Please copy each line below that contains the word "rather".

(The input Opens)

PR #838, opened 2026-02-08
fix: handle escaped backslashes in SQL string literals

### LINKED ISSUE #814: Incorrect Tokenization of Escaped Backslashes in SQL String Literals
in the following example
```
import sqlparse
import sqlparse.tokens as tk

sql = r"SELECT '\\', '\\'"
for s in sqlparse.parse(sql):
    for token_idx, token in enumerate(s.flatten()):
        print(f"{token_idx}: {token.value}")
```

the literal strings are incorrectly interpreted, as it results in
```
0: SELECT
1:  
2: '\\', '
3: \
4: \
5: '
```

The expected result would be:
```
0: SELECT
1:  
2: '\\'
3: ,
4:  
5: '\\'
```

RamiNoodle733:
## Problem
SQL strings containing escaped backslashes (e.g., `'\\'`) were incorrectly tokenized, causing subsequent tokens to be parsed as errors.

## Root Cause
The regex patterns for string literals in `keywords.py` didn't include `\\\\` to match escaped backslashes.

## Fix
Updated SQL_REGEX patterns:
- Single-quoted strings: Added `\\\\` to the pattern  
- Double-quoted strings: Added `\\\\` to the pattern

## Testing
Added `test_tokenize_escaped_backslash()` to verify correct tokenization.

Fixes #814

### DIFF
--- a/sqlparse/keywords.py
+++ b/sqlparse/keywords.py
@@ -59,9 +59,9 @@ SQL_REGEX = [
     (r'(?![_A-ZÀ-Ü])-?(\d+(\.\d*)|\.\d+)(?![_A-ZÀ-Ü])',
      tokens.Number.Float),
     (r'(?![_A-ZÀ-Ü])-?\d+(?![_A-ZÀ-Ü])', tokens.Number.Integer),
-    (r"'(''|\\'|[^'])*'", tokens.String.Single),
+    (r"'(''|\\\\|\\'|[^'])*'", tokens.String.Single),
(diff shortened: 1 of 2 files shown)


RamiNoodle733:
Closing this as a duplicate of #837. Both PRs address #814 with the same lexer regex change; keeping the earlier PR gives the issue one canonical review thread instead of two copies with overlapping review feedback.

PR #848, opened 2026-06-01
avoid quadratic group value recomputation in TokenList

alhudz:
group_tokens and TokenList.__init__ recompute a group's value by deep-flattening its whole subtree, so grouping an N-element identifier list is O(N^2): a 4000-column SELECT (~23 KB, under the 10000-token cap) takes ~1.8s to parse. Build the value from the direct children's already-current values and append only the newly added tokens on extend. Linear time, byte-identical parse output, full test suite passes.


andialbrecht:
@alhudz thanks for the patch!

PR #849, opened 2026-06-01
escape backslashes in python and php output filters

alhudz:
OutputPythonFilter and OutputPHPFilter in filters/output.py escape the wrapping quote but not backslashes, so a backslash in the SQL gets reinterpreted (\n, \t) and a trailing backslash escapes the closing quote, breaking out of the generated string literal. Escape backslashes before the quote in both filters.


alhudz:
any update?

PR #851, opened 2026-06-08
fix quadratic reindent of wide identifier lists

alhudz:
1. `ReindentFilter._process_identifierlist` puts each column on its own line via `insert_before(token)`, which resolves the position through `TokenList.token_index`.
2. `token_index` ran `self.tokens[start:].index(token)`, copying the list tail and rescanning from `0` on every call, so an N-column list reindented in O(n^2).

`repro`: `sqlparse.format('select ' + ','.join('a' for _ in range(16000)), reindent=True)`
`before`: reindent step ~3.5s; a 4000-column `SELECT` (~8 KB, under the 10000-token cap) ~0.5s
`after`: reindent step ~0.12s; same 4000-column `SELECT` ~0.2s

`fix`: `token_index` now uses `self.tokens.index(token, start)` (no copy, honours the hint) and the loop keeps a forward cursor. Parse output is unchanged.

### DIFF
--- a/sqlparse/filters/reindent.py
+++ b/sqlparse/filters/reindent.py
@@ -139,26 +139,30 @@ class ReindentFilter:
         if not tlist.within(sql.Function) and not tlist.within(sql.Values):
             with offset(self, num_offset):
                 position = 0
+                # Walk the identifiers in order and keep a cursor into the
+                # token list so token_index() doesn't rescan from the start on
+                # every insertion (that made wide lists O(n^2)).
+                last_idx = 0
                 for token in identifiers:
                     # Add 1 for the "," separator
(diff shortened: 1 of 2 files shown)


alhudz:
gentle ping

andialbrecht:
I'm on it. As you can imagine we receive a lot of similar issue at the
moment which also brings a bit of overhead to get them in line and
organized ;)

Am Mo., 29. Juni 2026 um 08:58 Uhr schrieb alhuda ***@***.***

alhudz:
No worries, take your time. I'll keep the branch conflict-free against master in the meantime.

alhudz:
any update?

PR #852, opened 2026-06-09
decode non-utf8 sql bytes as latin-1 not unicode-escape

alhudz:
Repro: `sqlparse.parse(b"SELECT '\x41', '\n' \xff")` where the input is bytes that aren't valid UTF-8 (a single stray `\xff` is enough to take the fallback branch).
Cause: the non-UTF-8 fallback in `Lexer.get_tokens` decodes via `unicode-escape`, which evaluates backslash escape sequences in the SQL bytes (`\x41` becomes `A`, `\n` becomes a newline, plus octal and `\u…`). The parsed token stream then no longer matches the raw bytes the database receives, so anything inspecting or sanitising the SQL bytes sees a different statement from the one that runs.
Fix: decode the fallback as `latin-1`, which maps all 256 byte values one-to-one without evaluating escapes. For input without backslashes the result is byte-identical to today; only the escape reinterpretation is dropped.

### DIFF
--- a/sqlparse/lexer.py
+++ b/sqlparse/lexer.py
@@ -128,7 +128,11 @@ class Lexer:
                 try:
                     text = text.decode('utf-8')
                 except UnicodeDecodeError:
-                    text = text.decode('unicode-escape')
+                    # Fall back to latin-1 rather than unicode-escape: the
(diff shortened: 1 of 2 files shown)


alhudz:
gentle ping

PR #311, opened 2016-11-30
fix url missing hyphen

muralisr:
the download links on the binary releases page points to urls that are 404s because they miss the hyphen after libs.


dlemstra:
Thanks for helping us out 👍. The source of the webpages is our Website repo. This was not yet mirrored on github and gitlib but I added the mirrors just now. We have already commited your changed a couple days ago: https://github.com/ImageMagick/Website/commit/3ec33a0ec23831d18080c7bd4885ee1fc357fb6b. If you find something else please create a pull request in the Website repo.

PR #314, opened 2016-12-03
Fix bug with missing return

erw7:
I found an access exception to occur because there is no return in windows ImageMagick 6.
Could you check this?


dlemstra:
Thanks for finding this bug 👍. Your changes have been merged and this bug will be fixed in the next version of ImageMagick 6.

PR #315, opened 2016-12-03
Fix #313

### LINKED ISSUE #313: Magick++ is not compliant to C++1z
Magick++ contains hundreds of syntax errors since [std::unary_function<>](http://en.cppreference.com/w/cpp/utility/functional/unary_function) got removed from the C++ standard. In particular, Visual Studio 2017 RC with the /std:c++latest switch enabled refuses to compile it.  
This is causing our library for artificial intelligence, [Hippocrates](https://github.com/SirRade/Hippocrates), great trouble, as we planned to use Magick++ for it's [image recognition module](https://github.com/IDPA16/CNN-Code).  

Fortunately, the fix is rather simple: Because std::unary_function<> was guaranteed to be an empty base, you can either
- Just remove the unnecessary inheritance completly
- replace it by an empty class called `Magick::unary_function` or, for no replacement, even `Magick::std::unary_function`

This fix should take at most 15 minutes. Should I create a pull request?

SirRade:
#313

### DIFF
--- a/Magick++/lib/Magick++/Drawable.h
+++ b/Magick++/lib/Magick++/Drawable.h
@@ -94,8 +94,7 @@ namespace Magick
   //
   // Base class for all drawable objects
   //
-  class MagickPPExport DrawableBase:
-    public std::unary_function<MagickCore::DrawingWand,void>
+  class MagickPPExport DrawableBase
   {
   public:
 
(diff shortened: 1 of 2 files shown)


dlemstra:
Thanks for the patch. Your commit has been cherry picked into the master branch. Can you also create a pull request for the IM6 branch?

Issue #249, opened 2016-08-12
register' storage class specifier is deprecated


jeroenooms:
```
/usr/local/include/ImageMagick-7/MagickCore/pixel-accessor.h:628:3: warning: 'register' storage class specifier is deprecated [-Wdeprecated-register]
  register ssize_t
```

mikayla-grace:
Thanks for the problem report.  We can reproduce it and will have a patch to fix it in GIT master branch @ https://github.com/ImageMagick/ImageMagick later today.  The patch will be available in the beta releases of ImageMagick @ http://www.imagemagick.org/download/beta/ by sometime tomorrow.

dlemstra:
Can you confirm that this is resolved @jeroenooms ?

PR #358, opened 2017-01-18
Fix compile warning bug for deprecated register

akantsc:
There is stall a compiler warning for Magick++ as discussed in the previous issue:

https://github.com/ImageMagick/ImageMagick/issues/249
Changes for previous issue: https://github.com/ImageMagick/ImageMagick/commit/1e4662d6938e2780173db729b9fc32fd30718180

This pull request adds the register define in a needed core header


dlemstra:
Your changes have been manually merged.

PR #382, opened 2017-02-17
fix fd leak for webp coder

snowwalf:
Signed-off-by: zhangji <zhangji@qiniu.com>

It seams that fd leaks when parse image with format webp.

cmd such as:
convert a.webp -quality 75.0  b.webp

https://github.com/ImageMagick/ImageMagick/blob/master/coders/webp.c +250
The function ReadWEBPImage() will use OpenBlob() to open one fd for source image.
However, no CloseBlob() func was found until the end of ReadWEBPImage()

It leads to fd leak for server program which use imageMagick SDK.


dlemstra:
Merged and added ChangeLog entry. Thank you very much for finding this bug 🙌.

(The input Closes)

◆ Written answer
+                    # Fall back to latin-1 rather than unicode-escape: the
Fortunately, the fix is rather simple: Because std::unary_function<> was guaranteed to be an empty base, you can either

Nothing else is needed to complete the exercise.